Sunday, January 21, 2007

What do you mean, "impossible?"

When presented with alternative proposals — for example, arguments about what kind of constitutional arrangement the United States ought to have — how can one go about evaluating arguments about the likelihood or practicability of the alternatives? How do you evaluate an argument that because one proposal or set of proposals is impossible, an alternative is more likely to be true or more desirable? You've probably encountered arguments that take the form:

The three alternatives are X, Y, and Z. X and Y are impossible, therefore Z is more probable (or desirable) than X or Y.

I'd try to reduce that to symbolic notation, but I'm not sure how to go about writing the appropriate HTML, and in any event once I'd gotten started we'd find that those assertions contain some ambiguities. I'd try to analyze. It would get complex. You'd get bored. (I probably would, too.) The resulting mess would illustrate a problem — there are a lot of invalid or at least unsound arguments out there about the possibility or impossibility of this, that or the other.

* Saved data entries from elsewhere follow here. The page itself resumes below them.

PR #32651, opened 2024-07-01
Add production-stripped cargo profile

jschwe:
Stripping the binary significantly reduces the size  (in my tests to about 1/3 of the original size). Enabling LTO and setting `codegen-units = 1` allows further size optimizations at the cost of increased compile-time.

Probably not everyone wants a stripped binary, since it makes backtraces less useful.

### DIFF
--- a/Cargo.toml
+++ b/Cargo.toml
@@ -153,6 +153,12 @@ debug-assertions = true
 inherits = "release"
 debug-assertions = false
 
+[profile.production-stripped]
+inherits = "production"
+strip = true
+lto = "thin"
+codegen-units = 1
+
 [patch.crates-io]
 # If you need to temporarily test Servo with a local fork of some upstream
 # crate, add that here. Use the form:
--- a/Cargo.toml
+++ b/Cargo.toml
@@ -152,12 +152,12 @@ debug-assertions = true
 [profile.production]
 inherits = "release"
 debug-assertions = false
+lto = "thin"
+codegen-units = 1
 
 [profile.production-stripped]
 inherits = "production"
 strip = true
-lto = "thin"
-codegen-units = 1
 
 [patch.crates-io]
 # If you need to temporarily test Servo with a local fork of some upstream


Cargo.toml
```diff
@@ -153,6 +153,12 @@ debug-assertions = true
 inherits = "release"
 debug-assertions = false
 
+[profile.production-stripped]
+inherits = "production"
+strip = true
+lto = "thin"
+codegen-units = 1
```
mrobinson, line 160: Hrm. Perhaps it make sense to simply make the production profile have these properties? The only thing here I have doubts about is `strip`, which would make traces from nightlies a bit useless. Perhaps that can be exposed an an option somehow?

mukilan: Would it make sense to rename the current `production ` to `nightly` or `production-unstripped` so that the new `production` profile is the stripped version? In this case I think the nightly CI workflow will need to be updated.

jschwe: > Perhaps it make sense to simply make the production profile have these properties?

From my point of view it would make sense to add the `lto` and `codegen-units` options to `production`. I was just not sure if people might be concerned about increased memory usage (during link-time when using `production` )

> Perhaps that can be exposed an an option somehow?

If `production-stripped` would differ by the `stripped` option, then the name would be fitting, and it would be "like an option" I guess.

jschwe: > Would it make sense to rename the current production to nightly or production-unstripped so that the new production profile is the stripped version?

I think in many cases you probably do want the debug information to get useful backtraces. My motivation is mainly to easily build a stripped version for benchmarks, since the `.so` size influences the time it takes until the first page is rendered.

sagudev: > since the `.so` size influences the time it takes until the first page is rendered.

Interesting, do you have any measurements?

mukilan (approved):
Approving this as it seems there are no strong objections.  The discussions could perhaps be continued on Zulip.

PR #32652, opened 2024-07-01
android: fix application name used in ./mach run

mukilan:
This patch also switches the code to python format strings
so that the application name can be interpolated where
needed.

---
- [x] These changes do not require tests because they only modify mach command logic.

### DIFF
--- a/python/servo/post_build_commands.py
+++ b/python/servo/post_build_commands.py
@@ -33,6 +33,9 @@ from servo.command_base import (
 )
 
 
+ANDROID_APP_NAME = "org.servo.servoshell"
+
+
 def read_file(filename, if_exists=False):
     if if_exists and not path.exists(filename):
         return None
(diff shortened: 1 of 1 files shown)


python/servo/post_build_commands.py
```diff
@@ -115,10 +116,10 @@ def run(self, params, build_type: BuildType, android=None, debugger=False, debug
             if gst_debug:
                 extra += " -e gstdebug " + gst_debug
             script += [
-                "am start " + extra + " org.servo.servoshell/org.servo.servoshell.MainActivity",
+                f"am start {extra} {app_name}/{app_name}.MainActivity",
                 "sleep 0.5",
-                "echo Servo PID: $(pidof org.servo.servoshell)",
-                "logcat --pid=$(pidof org.servo.sevoshell)",
```
mukilan, line 121: This is the typo fixed by this patch.

python/servo/post_build_commands.py
```diff
@@ -103,8 +103,9 @@ def run(self, params, build_type: BuildType, android=None, debugger=False, debug
                 print("Android on-device debugging is not supported by mach yet. See")
                 print("https://github.com/servo/servo/wiki/Building-for-Android#debugging-on-device")
                 return
+            app_name = "org.servo.servoshell"
```
mrobinson, line 106: I think it makes sense to move this to a global constant named something like `ANDROID_APP_NAME`.

mrobinson (approved):
Thanks for this fix!

PR #32657, opened 2024-07-01
layout: Add support for table captions

mrobinson:
This adds initial support for table captions. To do this, the idea of
the table wrapper becomes a bit more concrete. Even so, the wrapper is
still reponsible for allocating space for the grid's border and padding,
as those properties are specified on the wrapper and not grid in CSS.

In order to account for this weirdness of HTML/CSS captions and grid are
now laid out and placed with a negative offset in the table wrapper
content rect.

---

### DIFF
--- a/components/layout_2020/formatting_contexts.rs
+++ b/components/layout_2020/formatting_contexts.rs
@@ -7,6 +7,7 @@ use serde::Serialize;
 use servo_arc::Arc;
 use style::logical_geometry::WritingMode;
 use style::properties::ComputedValues;
+use style::selector_parser::PseudoElement;
 use style::values::specified::text::TextDecorationLine;
 
 use crate::context::LayoutContext;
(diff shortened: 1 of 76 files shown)


components/layout_2020/formatting_contexts.rs
```diff
@@ -59,12 +60,21 @@ pub(crate) enum NonReplacedFormattingContextContents {
 
 /// The baselines of a layout or a [`crate::fragment_tree::BoxFragment`]. Some layout
 /// uses the first and some layout uses the last.
-#[derive(Debug, Default, Serialize)]
+#[derive(Clone, Debug, Default, Serialize)]
```
mukilan, line 63: Maybe this struct can be marked as `Copy` as well?

components/layout_2020/table/construct.rs
```diff
@@ -825,8 +840,25 @@ where
                     ::std::mem::forget(box_slot);
                 },
                 DisplayLayoutInternal::TableCaption => {
-                    // TODO: Handle table captions.
-                    // We are doing this until we have actually set a Box for this `BoxSlot`.
```
mukilan, line 829: This comment is for the  `::std::mem::forget(box_slot);` line which is still present in this patch. Should we retain the comment? The other match arms still have it and it makes sense to comment on `mem::forget` calls since that is not seen in typical code that just lets the destructor run.

components/layout_2020/table/mod.rs
```diff
@@ -86,10 +86,24 @@ pub type TableSize = Size2D<usize, UnknownUnit>;
...
     #[serde(skip_serializing)]
     style: Arc<ComputedValues>,
 
+    /// The style of this table's grid. This is an anonymous style based on the table's style, but
+    /// eliminating all the properties handled by the "wrapper."
+    #[serde(skip_serializing)]
+    grid_style: Arc<ComputedValues>,
+
+    /// The [`BaseFragmentInfo`] for this table's grid. This is necessary so that when the
+    /// grid has a background image, it can be associatd with the table's node.
```
mukilan, line 101:
```suggestion
    /// grid has a background image, it can be associated with the table's node.
```

mukilan (approved):
Thanks for walking through the changes!

mrobinson:
@mukilan thanks for the review. I've pushed changes to address your comments and also fix some new clippy warnings.

PR #32662, opened 2024-07-02
compositor: remove cursor_pos and update step on new frame

### LINKED ISSUE #32632: Remove IOCompositor's current_pos field
**Describe the new feature:**
I was tracing a bug that caused the cursor to constantly reset to the default when in animation. And I found `current_pos` isn't set after initialized, and it will always be (0, 0) pass to hit test.

While it can be fixed by setting the position properly, this is a good opportunity to remove it. I mentioned in [previous issue](https://github.com/servo/servo/issues/32485#issuecomment-2172995527) that we want embedder that could control and handle more stuff by itself. Setting should be one of them. Unless the embedder explicitly moves the mouse or other event it prefers to, the compositor shouldn't perform a hit test.

Wdyt? Is it okay to remove it? Or we just set the position?

wusyong:
There's a bug when updating the cursor on a new frame because `cursor_pos` isn't updated at all. I would like to take this chance to remove it. It will be the embedder's responsibility to decide when it should update its cursor. In general cases, users will move their mouse, and the cursor should be updated.

---

- [x] These changes fix #32632

- [x] These changes do not require tests, but the servoshell should be built successfully.

### DIFF
--- a/components/compositing/windowing.rs
+++ b/components/compositing/windowing.rs
@@ -59,7 +59,7 @@ pub enum EmbedderEvent {
     LoadUrl(TopLevelBrowsingContextId, ServoUrl),
     /// Sent when a mouse hit test is to be performed.
     MouseWindowEventClass(MouseWindowEvent),
-    /// Sent when a mouse move.
+    /// Sent when a mouse move. This will send back a `EmbedderMsg::SetCursor` message.
     MouseWindowMoveEventClass(DevicePoint),
     /// Touch event: type, identifier, point
     Touch(TouchEventType, TouchId, DevicePoint),
--- a/components/compositing/compositor.rs
+++ b/components/compositing/compositor.rs
@@ -184,9 +184,6 @@ pub struct IOCompositor<Window: WindowMethods + ?Sized> {
     /// Current mouse cursor.
     cursor: Cursor,
 
-    /// Current cursor position.
-    cursor_pos: DevicePoint,
-
     /// Offscreen framebuffer object to render our next frame to.
     /// We use this and `prev_offscreen_framebuffer` for double buffering when compositing to
     /// [`CompositeTarget::Fbo`].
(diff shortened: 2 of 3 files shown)


mrobinson (changes requested):
I don't think we should remove support for this. Perhaps it is the embedder's responsibility to manage cursor changes, but it is up to the engine to tell the embedder when a cursor change is requested. The embedder cannot manage this properly because it doesn't know anything about the WebRender display list.

Here's an example of where this is managed in WebKitGTK and I'm sure all other web engines are managed similarly: https://github.com/WebKit/WebKit/blob/d72f4bd734ae263071bcd38db5ded174974a5bd4/Source/WebKit/UIProcess/API/gtk/PageClientImpl.cpp#L174

What's the bug with `cursor_pos`? Can we fix that?

wusyong:
> What's the bug with cursor_pos? Can we fix that?

Compositor has two places to perform `update_cursor` and send `EmbedderMsg::SetCursor` to embedder. One is when it [receives mouse move event](https://github.com/servo/servo/blob/main/components/compositing/compositor.rs#L1558), the other is when there's [new webrender frame](https://github.com/servo/servo/blob/main/components/compositing/compositor.rs#L627). The problem with latter is it uses `cursor_pos` which never got updated, so it will always be `(0, 0)` and result in default cursor when calling `hit_test_at_point`.

While we can fix it by setting `cursor_pos` as well during the mouse move event, I feel like it's a good chance to remove it. So moving the mouse becomes the only way to update the cursor, which matches general cases. And if the embedder really wants to get more `EmbedderMsg::SetCursor` messages, it can just send more mouse move events manually. Besides, getting `EmbedderMsg::SetCursor` messages because of new webrender frame is confusing to embedder from my experience. If we want the cursor to get updated without moving, why not let the embedder manually request it when performing actions like `present`?

components/compositing/windowing.rs
```diff
@@ -59,7 +59,7 @@ pub enum EmbedderEvent {
     LoadUrl(TopLevelBrowsingContextId, ServoUrl),
     /// Sent when a mouse hit test is to be performed.
     MouseWindowEventClass(MouseWindowEvent),
-    /// Sent when a mouse move.
+    /// Sent when a mouse move. This will send back a `EmbedderMsg::SetCursor` message.
     MouseWindowMoveEventClass(DevicePoint),
```
wusyong, line 63: I hope the updated doc comments can clarify the goal of this issue. I think it's reasonable that only the embedder can request the cursor message.

wusyong: I think you are right. I'll close this one and set the cursor_pos instead.

PR #32663, opened 2024-07-02
Mark `test/wpt` and all subdirecdtories as vendored in `.gitattributes`

sagudev:
Instead of only marking the directory `tests`, mark `tests/wpt` and all subdirectories as vendored for language statistics. Although metadata and and `_mozilla` are not vendored, they are probably not relevant for language statistics.

---

- [x] These changes do not require tests because it only applies to GitHub lang stats

### DIFF
--- a/.gitattributes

The point of all this is to draw your attention to Lawrence Solum's working paper, Constitutional Possibilities. In that paper, Solum describes a "conceptual toolkit" one might use to evaluate arguments that either implicitly or explicitly depend on claims about what is or is not possible. Solum argues that certain conceptual tools that have been useful in economic theory (such as the notion of second best), philosophy (particularly possible worlds and related tools of modal logic, where "modal" means "about possibility"), and other theoretical fields can improve the articulation and evaluation of arguments among constitutional theorists.

Solum also recommends three "Standards for Modal Constitutional Arguments": First, when one makes claims about possibility or impossibility, one should articulate the kind of possibility one is referring to, because there is more than one. Second, when one rejects a proposition based on its impossibility, one should explain why. Finally, when one argues against an alternative on the ground that it is not feasible, one ought to show that one's preferred option is feasible.

I'm not a constitutional theorist, but it seems to me that the tools described in Solum's 26-page draft could increase the clarity and rigor of any argument that hinges on assertions or assumptions about possibility, not just those in constitutional theory. If you're planning to make arguments about what might be or what can't be, don't let dispassion for constitutional theory deter you from reading Solum's paper.


Blogger JoeBlogs said...

The constitution has evolved into what it is now. Is it fit for purpose?